Height when a ball is thrown vertically at half its velocity

[Ace.]

Homework Statement

A baseball is thrown vertically into the air with a velocity, v, and reaches a maximum height, h. At what height was the baseball with one-half its original velocity? Assume no air resistance.

Homework Equations

v₂² = v₁² + 2ad ?

The Attempt at a Solution

let 10m/s be the original velocity
d = \frac{v^{2}_{2} - v^{1}_{2}}{2g}
d = \frac{0 m/s - (10 m/s)^{2}}{2(-9.8 m/s^{2}}
d = 5.1

at 5 m/s:


d = \frac{0 m/s - (5 m/s)^{2}}{2(-9.8 m/s^{2}}
d = 1.28

\frac{1.28}{5.1} = 0.25

but the answer is 0.75 of the original height. How to solve this?

 

[Dick]

Homework Statement

A baseball is thrown vertically into the air with a velocity, v, and reaches a maximum height, h. At what height was the baseball with one-half its original velocity? Assume no air resistance.

Homework Equations

v₂² = v₁² + 2ad ?

The Attempt at a Solution

let 10m/s be the original velocity
d = \frac{v^{2}_{2} - v^{1}_{2}}{2g}
d = \frac{0 m/s - (10 m/s)^{2}}{2(-9.8 m/s^{2}}
d = 5.1

at 5 m/s:


d = \frac{0 m/s - (5 m/s)^{2}}{2(-9.8 m/s^{2}}
d = 1.28

\frac{1.28}{5.1} = 0.25

but the answer is 0.75 of the original height. How to solve this?

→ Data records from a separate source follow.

PR #4061, opened 2020-01-21
[WFCORE-4803] EJB Client authentication does not work using SASL DIGEST-MD5 and EXTERNAL mechanisms in Legacy security

rmartinc:
Issue: https://issues.redhat.com/browse/WFCORE-4803
Test Issue: https://issues.redhat.com/browse/WFLY-12999
Test PR: https://github.com/wildfly/wildfly/pull/12936

Although there is a test in WFCORE the `SaslLegacyMechanismConfigurationTestCase` in WFLY is also modified to include a DIGEST-MD5 test.

### DIFF
--- a/domain-management/src/main/java/org/jboss/as/domain/management/security/SecurityRealmService.java
+++ b/domain-management/src/main/java/org/jboss/as/domain/management/security/SecurityRealmService.java
@@ -690,7 +690,10 @@ public class SecurityRealmService implements Service<SecurityRealm>, SecurityRea
                     String preferredMechanism;
                     if(authMechanism == AuthMechanism.PLAIN && !registeredServices.containsKey(AuthMechanism.PLAIN) && registeredServices.containsKey(AuthMechanism.DIGEST)) {
                         preferredMechanism = AuthMechanism.DIGEST.name();
+                    } else if (authMechanism != null) {
+                        preferredMechanism = authMechanism.name();
                     } else {
+                        // mechanismName is ANONYMOUS
                         preferredMechanism = mechanismName;
                     }
 
--- a/domain-management/src/test/java/org/jboss/as/domain/management/security/SecurityRealmServiceUtilTestCase.java
+++ b/domain-management/src/test/java/org/jboss/as/domain/management/security/SecurityRealmServiceUtilTestCase.java
@@ -16,16 +16,25 @@ limitations under the License.
 
 package org.jboss.as.domain.management.security;
 
+import java.io.File;
+import java.io.FileOutputStream;
 import java.io.IOException;
+import java.net.URI;
 import java.nio.file.FileVisitResult;
 import java.nio.file.Files;
 import java.nio.file.Path;
 import java.nio.file.SimpleFileVisitor;
 import java.nio.file.attribute.BasicFileAttributes;
+import java.security.AccessController;
+import java.security.Security;
+import java.util.Collections;
 import java.util.HashSet;
+import java.util.Properties;
 import java.util.concurrent.TimeUnit;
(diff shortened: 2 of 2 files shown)


domain-management/src/main/java/org/jboss/as/domain/management/security/SecurityRealmService.java
```diff
@@ -690,6 +690,8 @@ public SaslAuthenticationFactory getSaslAuthenticationFactory(final String[] mec
                     String preferredMechanism;
                     if(authMechanism == AuthMechanism.PLAIN && !registeredServices.containsKey(AuthMechanism.PLAIN) && registeredServices.containsKey(AuthMechanism.DIGEST)) {
                         preferredMechanism = AuthMechanism.DIGEST.name();
+                    } else if (authMechanism != null) {
+                        preferredMechanism = authMechanism.name();
                     } else {
                         preferredMechanism = mechanismName;
```
darranl: Just looking at the code, I think this line should likely have always been the line you are adding i.e. I am not sure if using 'mechanismName` was valid as that is a SASL mechanism name which would not match a realm name which is what this String is being used for. 

Overall I think if authMechanism is null maybe this mechanismName should be skipped and the loop continues.

rmartinc: I thought initially the same, moreover when I saw that the previous lines throw an exception if there is an unknown mechanism ([here](https://github.com/wildfly/wildfly-core/blob/8cfd8e002157641249f8fc986c736dfca3636213/domain-management/src/main/java/org/jboss/as/domain/management/security/SecurityRealmService.java#L650)). But that else is necessary because of the ANONYMOUS. Anonymous is not managed in the `toAuthMechanism` method and it's necessary. When I deleted that line (that can only be anonymous because of the previous check) the [test](https://github.com/wildfly/wildfly/blob/master/testsuite/integration/basic/src/test/java/org/jboss/as/test/integration/ejb/security/SaslLegacyMechanismConfigurationTestCase.java) associated in wildfly failed. So, that line is not completely bad, it was necessary for anonymous, but the conversion is necessary for the rest (digest for example). I can add a comment or similar if you want.
There is a second PR for wildfly with the modified test if you want to check it too: https://github.com/wildfly/wildfly/pull/12936

darranl: Ok that makes sense, in that case maybe we should have an else if for anonymous and then continue the for loop for any remaining mechanisms?  

There are other possible SASL mechanisms that would never match so if somehow they were activated at authentication time we likely do want them to fail quickly.

rmartinc: If there is an unknown mechanism [the method throws an exception before](https://github.com/wildfly/wildfly-core/blob/8cfd8e002157641249f8fc986c736dfca3636213/domain-management/src/main/java/org/jboss/as/domain/management/security/SecurityRealmService.java#L650). I mean, the last else is only for anonymous (the var mechanismName cannot be any other thing at that time). Maybe a comment saying all this would be useful.

darranl: +1 If you are happy the other cases are covered just a quick comment would likely be helpful.

rmartinc: Done! I have added a little comment saying that is anonymous. Just pushed.

jmesnil:
@rmartinc thanks

PR #4064, opened 2020-01-22
[WFCORE-4809] Do not acquire the Dc write lock for composite operations targeting to a single host

yersan:
Currently, when a composite operation that is targetted to a single host is being routed via two-phase operation handler, the write lock is acquired in the Domain Controller, even if we also return the routing as a non-multiphase.

In order to facilitate the tasks of the web console reading resources under this scenario, this patch removes the lock acquisition for these operations.

My understanding:
The write lock is acquired to prevent changes in the topology. Under the scenario for this patch, an operation targeting a single slave host, only a change removing the slave could affect to the results if we are not acquiring the write lock. Removing a slave could be as a cause of:

1. User action, the user has requested a host shutdown or reload.
2. The host process crashed and was removed from the list of available servers.

My argument to allow this change is, in both cases, if there is a read operation in the middle and a host is removed, it could be expected an error.

Notice that write operations should not be affected by this case since a write operation could have acquired the write lock on the slave, and then a manual host reloading done by the user will be blocked in the slave until the write ends. The shutdown doesn't acquire the lock, so it is always executed independently of this patch.

Jira issue: https://issues.redhat.com/browse/WFCORE-4809


yersan:
I'm sorry, this is not ready to test yet, I've just realized the test case is not valid, reviewing it

yersan:
retest this please

jmesnil:
@yersan thanks

PR #4418, opened 2020-12-04
Fix for WFCORE-5206, Remove workaround to access ModuleLoader.installMBeanServer

jfdenise:
Issue: https://issues.redhat.com/browse/WFCORE-5206
Removed reflection calls to access ModuleLoader.installMBeanServer that is now public.

PR #4420, opened 2020-12-04
[WFCORE-5206] Remove workaround for ModuleLoader.installMBeanServer() method invocation

ropalka:
https://issues.redhat.com/browse/WFCORE-5206


ropalka:
Duplicates https://github.com/wildfly/wildfly-core/pull/4418

PR #4421, opened 2020-12-04
[WFCORE-5216] jboss-cli.sh script should use eval instead of exec

istudens:
https://issues.redhat.com/browse/WFCORE-5216

### DIFF
--- a/core-feature-pack/common/src/main/resources/content/bin/jboss-cli.sh
+++ b/core-feature-pack/common/src/main/resources/content/bin/jboss-cli.sh
@@ -80,6 +80,9 @@ JAVA_OPTS="$JAVA_OPTS -Dcom.ibm.jsse2.overrideDefaultTLS=true"
 # Sample JPDA settings for remote socket debugging
 #JAVA_OPTS="$JAVA_OPTS -agentlib:jdwp=transport=dt_socket,address=8787,server=y,suspend=n"
 
+# WFCORE-5216 - evaluate any eventual env variables
+JBOSS_MODULEPATH=$(eval echo \"${JBOSS_MODULEPATH}\")
+
 LOG_CONF=`echo $JAVA_OPTS | grep "logging.configuration"`
 if [ "x$LOG_CONF" = "x" ]; then
     exec "$JAVA" $JAVA_OPTS -Dlogging.configuration=file:"$JBOSS_HOME"/bin/jboss-cli-logging.properties -jar "$JBOSS_HOME"/jboss-modules.jar -mp "${JBOSS_MODULEPATH}" org.jboss.as.cli "$@"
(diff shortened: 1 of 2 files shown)


core-feature-pack/common/src/main/resources/content/bin/jboss-cli.sh
```diff
@@ -82,8 +82,15 @@ JAVA_OPTS="$JAVA_OPTS -Dcom.ibm.jsse2.overrideDefaultTLS=true"
 
 LOG_CONF=`echo $JAVA_OPTS | grep "logging.configuration"`
 if [ "x$LOG_CONF" = "x" ]; then
-    exec "$JAVA" $JAVA_OPTS -Dlogging.configuration=file:"$JBOSS_HOME"/bin/jboss-cli-logging.properties -jar "$JBOSS_HOME"/jboss-modules.jar -mp "${JBOSS_MODULEPATH}" org.jboss.as.cli "$@"
+    eval \"$JAVA\" $JAVA_OPTS \
```
jfdenise, line 85: We are using exec due to the fix for https://issues.redhat.com/browse/JBEAP-8808.
We can't use eval there. At least in the general case.

jfdenise (changes requested):
I don't think that the reported problem should be fixed in the jboss-cli script.sh. I asked for more information in the JIRA issue.

DavyKoravand:
Hi, I would like to add that we also experienced jboss-cli problems due to exec being used after we updated WildFly from v10 to v21. We had issues using JAVA_OPTS parameters that used spaces, even though they were correctly encapsulated by quotes (we tried every escape/quote combination). We currently use a workaround where we make sure that JAVA_OPTS is empty when using the jboss-cli, but it would be nice to see eval being used again.

jfdenise:
@DavyKoravand , could you provide some JAVA_OPTS values that create problems? Thank-you.

jfdenise:
@istudens , instead of using eval to launch the CLI process, we should call the following just before to call exec:
JBOSS_MODULEPATH=$(eval "echo $JBOSS_MODULEPATH")
JAVA_OPTS=$(eval "echo $JAVA_OPTS")

istudens:
@jfdenise ok, I will change the PR accordingly

jfdenise:
@istudens , it happens that the problem reported with JAVA_OPTS will be fixed differently. Could you update your PR by just adding:
JBOSS_MODULEPATH=$(eval "echo $JBOSS_MODULEPATH")
and forget about the JAVA_OPTS.

istudens:
I had to toss the testcase modification out as it wasn't working on Windows platform.

jfdenise:
@istudens , could you make the addition to the test ignored on Windows and kept on other platforms?

istudens:
I've finally get to the correct `eval` syntax which now even works with special characters in JBOSS_MODULEPATH like '(' etc. However, it is still `eval` which means it might be hacked to execute any arbitrary command if JBOSS_MODULEPATH is set by 
an evil user accordingly.

jfdenise (approved):
Thank-you, approved.

jmesnil:
@istudens thanks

The d you are calculating is the distance between the point where the velocity v=0 and the point where the velocity is v/2. The point where v=0 is at the TOP of your trajectory.

 

[Ace.]

I didn't fully understand what you mean

 

[NascentOxygen]

I didn't fully understand what you mean

Ace, in the second part are not using the correct reference level.

The question you should be answering is: if a ball is thrown vertically upwards, at what height above the ground has its velocity dropped back to half of what it initially had?

 

[Dick]

I didn't fully understand what you mean

You are calculating distances from the point where v=0. So the second distance you calculated isn't the distance from the ground. It's distance from the point where v=0. v=0 is at the top of the trajectory.